I'm sorry, Hiro, that I missed the first question.  I would expect "a" in both sentences: Hey, I'll give you a book I bought at the mall.  Hey, I'll introduce you to a book that I bought at the mall.  If the speaker is aware that I haven't heard about the book before, "a book" is normal.  "The book" requires me to look for some unusual explanation.


----------



## Chimon

HSS said:


> Hello, Chimon.
> 
> I think this is rather related to whether the noun's role is to provide new information or not. I am looking at the possible use of the indefinite article with a singular noun and of Ø article with a plural noun for providing new information. It just happens to be the 'This is ...' 'I've brought you ....' etc. structures that we are looking into.

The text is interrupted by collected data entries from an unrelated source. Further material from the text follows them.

PR #16365, opened 2024-07-09
samples: matter: Used DFUsync module in the DFU over SMP

kkasperczyk-no:
Updated Matter repository to pull the change introducing DFUSync module and use in the DFU over SMP implementation in Matter.

### DIFF
--- a/samples/matter/common/src/dfu/smp/dfu_over_smp.cpp
+++ b/samples/matter/common/src/dfu/smp/dfu_over_smp.cpp
@@ -17,6 +17,7 @@
 #include "dfu/ota/ota_util.h"
 
 #include <platform/CHIPDeviceLayer.h>
+#include <platform/nrfconnect/DFUSync.h>
 
 #include <lib/support/logging/CHIPLogging.h>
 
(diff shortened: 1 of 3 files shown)


samples/matter/common/src/dfu/smp/dfu_over_smp.cpp
```diff
@@ -30,29 +32,36 @@ constexpr uint16_t kAdvertisingIntervalMin = 400;
...
+static uint32_t sDfuSyncMutexId;
+
 namespace
 {
-enum mgmt_cb_return UploadConfirmHandler(uint32_t event,
-					 enum mgmt_cb_return prev_status,
-					 int32_t *rc, uint16_t *group,
-					 bool *abort_more, void *data,
-					 size_t data_size)
+enum mgmt_cb_return UploadConfirmHandler(uint32_t event, enum mgmt_cb_return prev_status, int32_t *rc, uint16_t *group,
```
ArekBalysNordic, line 40: @markaj-nordic  it's yet another place where we can have different clang-format configs.

ArekBalysNordic (approved):
This part looks good.

samples/matter/common/src/dfu/smp/dfu_over_smp.cpp
kkasperczyk-no: So is it correct now, or my configuration is wrong?

markaj-nordic: Not sure, maybe the formatting here was invalid in the first place.

samples/matter/common/src/dfu/smp/dfu_over_smp.cpp
```diff
@@ -63,6 +72,14 @@ enum mgmt_cb_return CommandHandler(uint32_t event,
 	return MGMT_CB_OK;
 }
 
+enum mgmt_cb_return DfuStoppedHandler(uint32_t event, enum mgmt_cb_return prev_status, int32_t *rc, uint16_t *group,
```
markaj-nordic, line 75: Although our compiler does not complain about it, maybe it's still better to tag all arguments are unused or skip their names.

samples/matter/common/src/dfu/smp/dfu_over_smp.cpp
```diff
@@ -130,4 +158,24 @@ void DFUOverSMP::StartServer()
...
 
+void DFUOverSMP::Disconnected(bt_conn *conn, uint8_t reason)
+{
+	if (!sDfuInProgress) {
+		return;
+	}
+
+	bt_conn_info btInfo;
+
+	bt_conn_get_info(conn, &btInfo);
```
markaj-nordic, line 169: This function can return an error on failure, it's worth to consider such a case.

markaj-nordic (commented):
@kkasperczyk-no do you think it requires the release notes update?

samples/matter/common/src/dfu/smp/dfu_over_smp.cpp
kkasperczyk-no: Ok, I remove the unused argument names, also for the already existing callbacks.

samples/matter/common/src/dfu/smp/dfu_over_smp.cpp
kkasperczyk-no: Done

kkasperczyk-no:
> @kkasperczyk-no do you think it requires the release notes update?

TBH I don't think so, how about you? It's not a feature, rather a fix for bug existing from the very beginning, but we also didn't have known issue for that.

markaj-nordic:
> > @kkasperczyk-no do you think it requires the release notes update?
> 
> TBH I don't think so, how about you? It's not a feature, rather a fix for bug existing from the very beginning, but we also didn't have known issue for this bug.

Yehh, that's fair. It'd make sense if someone used this "feature" of doing 2 DFUs in parallel which I don't think is much probable :)

markaj-nordic (approved):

Giving or introducing new information tends to call for the indefinite article or Ø article even when you are implicitly referring to all that the modifier defines. The subject complement, or the 'This is ...' construct, rather, sounds more introductory. That's why, I guess, I'm saying the subject complement requires a(n) for singulars or zero article for plurals. No, that's not exactly right. You are correct, Chimon. The part of speech has nothing to do with the choice. But the tendency appears to be the 'This is ...' structure, where the noun is a subject complement, etc. call for the indefinite article when introducing what the nouns mean. And the same thing is true with plural nouns with zero article.

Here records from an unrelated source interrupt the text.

PR #16367, opened 2024-07-09
sysbuild: Modify the netcore selection mechanism

dchat-nordic:
This PR introduces changes to selection of network/radio core mechanism.
This is DRAFT, if no big changes are requested I will move it to normal PR and modify remaining samples and applications.

This PR allows to select the netcore explicitly ie. SB_NETCORE_<image name> or implicitly, by just using SB_CONFIG_BT/IEEE802154. The implicit choice will default to ipc_radio.
This PR also improves configuration of ipc_radio.


nordicjm (changes requested):
This is really not an improvement and just makes things far more confusing for users. Something like this is in the plans https://github.com/zephyrproject-rtos/zephyr/issues/70099 and as part of https://github.com/zephyrproject-rtos/zephyr/issues/69546 ` Allow building for a board's basename using Sysbuild` whereby the goal is you specify what a project needs and the image selection is done automatically including on what board targets

dchat-nordic:
@nordicjm Actually this sounds exactly as this PR.
You specify ie. SB_CONFIG_BT and ipc_radio is selected automatically and configured for BLE. But this change would be relevant to sdk-nrf.
The change itself was discussed with @kapi-no and @alstrzebonski , because our current solution is confusing.

nordicjm:
> @nordicjm Actually this sounds exactly as this PR. You specify ie. SB_CONFIG_BT and ipc_radio is selected automatically and configured for BLE. But this change would be relevant to sdk-nrf. The change itself was discussed with @kapi-no and @alstrzebonski , because our current solution is confusing.

I disagree, what is here is completely confusing. The _DEFAULT\_* sysbuild Kconfig options are **for ncs samples only**, customers should not be using them, and really sample applications should not either. The selection here actually has no relation to the application configuration making even less sense, plus you are wrongly restricting what a user can select. It is completely valid to have an application that only supports bluetooth on the nrf5340 and use it with the multiprotocol network image, either because users plan to use it in the future, or because they have multiple variant builds with different features or for any number of reasons whereas in this PR that choice is dead. You are also completely abusing things by adding a debug and release build if people want to use a debug build, users need to do that with e.g. file suffix, not some sysbuild Kconfig. Sysbuild does not nor should it ever set the "build configuration file type" of an application

kapi-no:
> > @nordicjm Actually this sounds exactly as this PR. You specify ie. SB_CONFIG_BT and ipc_radio is selected automatically and configured for BLE. But this change would be relevant to sdk-nrf. The change itself was discussed with @kapi-no and @alstrzebonski , because our current solution is confusing.
> 
> I disagree, what is here is completely confusing. The _DEFAULT_* sysbuild Kconfig options are **for ncs samples only**, customers should not be using them, and really sample applications should not either. The selection here actually has no relation to the application configuration making even less sense, plus you are wrongly restricting what a user can select. It is completely valid to have an application that only supports bluetooth on the nrf5340 and use it with the multiprotocol network image, either because users plan to use it in the future, or because they have multiple variant builds with different features or for any number of reasons whereas in this PR that choice is dead. You are also completely abusing things by adding a debug and release build - if people want to use a debug build, users need to do that with e.g. file suffix, not some sysbuild Kconfig. Sysbuild does not nor should it ever set the "build configuration file type" of an application

How does this solution restrict the use case that you mentioned with the "multiprotocol" network image?

nordicjm:
> > > @nordicjm Actually this sounds exactly as this PR. You specify ie. SB_CONFIG_BT and ipc_radio is selected automatically and configured for BLE. But this change would be relevant to sdk-nrf. The change itself was discussed with @kapi-no and @alstrzebonski , because our current solution is confusing.
> > 
> > 
> > I disagree, what is here is completely confusing. The _DEFAULT_* sysbuild Kconfig options are **for ncs samples only**, customers should not be using them, and really sample applications should not either. The selection here actually has no relation to the application configuration making even less sense, plus you are wrongly restricting what a user can select. It is completely valid to have an application that only supports bluetooth on the nrf5340 and use it with the multiprotocol network image, either because users plan to use it in the future, or because they have multiple variant builds with different features or for any number of reasons whereas in this PR that choice is dead. You are also completely abusing things by adding a debug and release build - if people want to use a debug build, users need to do that with e.g. file suffix, not some sysbuild Kconfig. Sysbuild does not nor should it ever set the "build configuration file type" of an application
> 
> How does this solution restrict the use case that you mentioned with the multiprotocol network image?

Did you check the commits?
```
config SUPPORT_NETCORE_MULTIPROTOCOL_RPMSG
	bool
	default y if (BT && !BT_RPC && IEEE802154)
```

nordicjm:
I'm opposed to the whole concept, this does not help customers in any way

kapi-no:
> > > > @nordicjm Actually this sounds exactly as this PR. You specify ie. SB_CONFIG_BT and ipc_radio is selected automatically and configured for BLE. But this change would be relevant to sdk-nrf. The change itself was discussed with @kapi-no and @alstrzebonski , because our current solution is confusing.
> > > 
> > > 
> > > I disagree, what is here is completely confusing. The _DEFAULT_* sysbuild Kconfig options are **for ncs samples only**, customers should not be using them, and really sample applications should not either. The selection here actually has no relation to the application configuration making even less sense, plus you are wrongly restricting what a user can select. It is completely valid to have an application that only supports bluetooth on the nrf5340 and use it with the multiprotocol network image, either because users plan to use it in the future, or because they have multiple variant builds with different features or for any number of reasons whereas in this PR that choice is dead. You are also completely abusing things by adding a debug and release build - if people want to use a debug build, users need to do that with e.g. file suffix, not some sysbuild Kconfig. Sysbuild does not nor should it ever set the "build configuration file type" of an application
> > 
> > 
> > How does this solution restrict the use case that you mentioned with the multiprotocol network image?
> 
> Did you check the commits?
> 
> ```
> config SUPPORT_NETCORE_MULTIPROTOCOL_RPMSG
> 	bool
> 	default y if (BT && !BT_RPC && IEEE802154)
> ```

Can we simply remove the `SUPPORT_NETCORE_MULTIPROTOCOL_RPMSG` option to remove this restriction or relax it as @dchat-nordic suggested? I don't see how this configuration detail could disqualify the whole approach used in this PR.

The `SB_CONFIG_BT` option is intended to provide abstraction so that we do not have to provide two configuration variants for every Bluetooth sample in NCS: one for single-core devices and one for multi-core devices.

Most customers would probably use the default configuration of the IPC Radio that is taken from some sample project and is the closest to their use case. For more advanced use cases, customers can use the custom configuration of the IPC radio application or even implement their own application for Network Core.

Also, the Kconfig options for sysbuild are optional, customers can as well implement their custom sysbuild CMake policy in their repository.

kapi-no:
@nordicjm, I just want to remind you that currently (and in NCS 2.7.0) single-core devices (e.g. nRF52840 DK) have IPC Radio configuration enabled and confuse users that the IPC Radio image is used in the device runtime.

dchat-nordic:
I have replaced the configuration of ipc_radio with FILE_SUFFIX approach.

dchat-nordic:
@nordicjm I have replaced the ipc_radio variant selection with FILE_SUFFIX. Please take a look.

dchat-nordic:
@wbober could you take a look?

nordicjm:
> @nordicjm, I just want to remind you that currently (and in NCS 2.7.0) single-core devices (e.g. nRF52840 DK) have IPC Radio configuration enabled (`SB_CONFIG_NRF_DEFAULT_IPC_RADIO`). This Kconfig may confuse users and wrongly indicate to them that the IPC Radio image is used in their project. This is a consequence of the following configuration scheme used in NCS sample projects (e.g. in the Fast Pair Locator Tag sample and many other Bluetooth samples) and defined in the sample `Kconfig.sysbuild` file:
> 
> ```
> config NRF_DEFAULT_IPC_RADIO
> 	default y
> ```

It's a default, it doesn't mean that's selected at all, this isn't something specific to ncs, this is how it works in zephyr, how it works in linux, how in works in a lot of projects.

> @nordicjm I have replaced the ipc_radio variant selection with FILE_SUFFIX. Please take a look.

The whole concept here is a no from me, it's confusing, incredibly unhelpful and frustrating and makes no sense

dchat-nordic:
@nordicjm Similar concept was used in child/parent-image builds. The application core config had CONFIG_BT/IEEE/etc. and the child image was selected accordingly without the intricate knowledge of what sample to select and attach.
In my opinion the whole knowledge of samples and configuration is of no use for the customer. As a customer one should just select BT and have a working BT stack.

nordicjm:
> @nordicjm Similar concept was used in child/parent-image builds. The application core config had CONFIG_BT/IEEE/etc. and the child image was selected accordingly without the intricate knowledge of what sample to select and attach. In my opinion the whole knowledge of samples and configuration is of no use for the customer. As a customer one should just select BT and have a working BT stack.

And ask the customers that had to use that system (me years ago when I was one) of how annoying that was if you wanted to add your own image or replace an image with something else - impossible. There's a very good reason sysbuild works the way it does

Only because there is a tendency for those structures to be introductory, which means that there couldn't have been a previous mention, which is one of two situations in which "the" is used. But those structures are not always introductory, and there may still have been a previous mention, and there is a whole other set of situations in which you would use "the" regardless of prior mention, which means whatever 'rule' or understanding you come up with is going to have more exceptions than it has helpful uses.


----------



## HSS

owlman5 said:


> I'm sorry, Hiro, that I missed the first question.  I would expect "a" in both sentences: Hey, I'll give you a book I bought at the mall.  Hey, I'll introduce you to a book that I bought at the mall. [...]


Even if the speaker is showing the book?


----------



## HSS

Chimon said:


> Only because there is a tendency for those structures to be introductory, which means that there couldn't have been a previous mention, which is one of two situations in which "the" is used. But those structures are not always introductory, and there may still have been a previous mention, and there is a whole other set of situations in which you would use "the" regardless of prior mention, which means whatever 'rule' or understanding you come up with is going to have more exceptions than it has helpful uses.


I agree with you, Chimon. I'm just looking at one segment of the whole entangled world of article and noun uses, and am looking at a little at a time. Little by little.


----------



## HSS

I almost forgot to tell you this, Owlman. In all the  examples, Jane did not buy any other book at the mall. You still use  'a,' right?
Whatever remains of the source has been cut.